German Wissenschaft is the systematic pursuit of knowledge, learning and scholarship, and can be applied to any field, as, it appears, can kagaku in Japanese or kēxué in Chinese.
It is a peculiarity of English that arts and humanities and science are often perceived as opposites. And anyone who uses the word science is assumed not to be including the humanities.
My own view has always been that a productive conception of science not only embraces arts and humanities, it is inconceivable without them. A unified project of developing and deepening knowledge for its own sake and for social and economic benefit should not only include arts and humanities, it cannot achieve its goals without us.
A circuit of innovation
The same is true of innovation.
One misconception is the idea that innovation is at the end of a stream that flows in one direction. Upstream is the pure water of research, downstream is the muddy but fertile silt of business.
Ottoline Leyser, CEO of UK Research and Innovation (UKRI), has spoken strongly against this. The system is far more interconnected already, and we need to make sure that we recognise that research and innovation are synergistic and frequently blended.
That’s why so much innovation actually happens in research councils, and quite a lot of research occurs in business. Rather than work as if there is a unidirectional push, we should have a system of sparks and flows and circuits. More agile lively neural network than a slow and predictable river.

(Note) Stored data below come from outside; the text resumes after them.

Issue #4819, opened 2026-07-15
flaky: test_set_own_addr_atomic_with_network_status races unlocked set_own_addr writers in op_state_manager tests


sanity:
Found while working on #4811 (unrelated change). **Pre-existing on `main`, not caused by that PR** — reproduced on a pristine `origin/main` worktree at 95a3746a with no local changes.

## Symptom

`ring::connection_manager::tests::test_set_own_addr_atomic_with_network_status` fails intermittently:

```
round 2: own_addr (Some(127.0.0.1:20018)) and network_status::external_address
(Some(127.0.0.1:12000)) diverged — set_own_addr is not atomic (#4172)
```

Reproduction (pristine `origin/main`, 95a3746a):

```
cargo test -p freenet --lib connect
```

But we have to make another leap.
Defining the outcome of this ecosystemic approach as a knowledge economy only gets us so far in a service and creative economy.
A knowledge economy has been characterised as ‘production and services based on knowledge intensive activities that contribute to an accelerate pace of technical and scientific advance, as well as rapid obsolescence’. Powell and Snellman, Annual Review of Sociology 2004 30:1, 199-220.
But then it is easy to be stuck with the idea of a knowledge economy that produces tangible monetisable benefit, and privileges the thing over the idea.
Reducing innovation to its output not its outcome, its product not its process, is exactly what gets us to replication with variation of our existing system, not the imagination of a new world.
Role of humanities in every grand challenge
The creation of UKRI signalled a challenge for the Arts and Humanities Research Council (AHRC) and all the other parts of UKRI to look across the scientific landscape. UKRI seeks synergies and encourage the effective funding of the inter and multidisciplinary research and development (R&D). R&D is needed to address many of the grand challenges facing the world both now and in the future.
Humanity is part of every grand challenge. From those that seek to address the problems we have caused to those that seek to raise our understanding of how to flourish as humans in balance with our world.
The very action of a reflective acknowledgement of the work we have to do in terms of challenges or sustainable development goals is an intellectual framing rooted in a set of ethical and cultural choices.
How to be good ancestors
The greatest challenge we face, the one that brings all others together, is how to be good ancestors; to leave a better planet and society. That places science squarely in the service of a historical and philosophical debate.
It is precisely for that reason that I begin this year reflecting on how AHRC is working across UKRI to humanise science. I am committed to argue consistently for the essential role of what we study, and how we study, for the delivery of better science and more legitimate notions of innovation.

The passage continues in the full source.